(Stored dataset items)

++++

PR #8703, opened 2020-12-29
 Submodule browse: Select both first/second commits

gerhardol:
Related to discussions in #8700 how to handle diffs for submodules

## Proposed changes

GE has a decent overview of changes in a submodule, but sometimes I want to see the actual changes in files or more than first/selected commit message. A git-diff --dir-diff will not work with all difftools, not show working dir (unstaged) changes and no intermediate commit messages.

++++

> **Task instructions**: Answer with the number alone after working out how many lines in the records contain the string "changes".

> **Reply to the exercise**: 2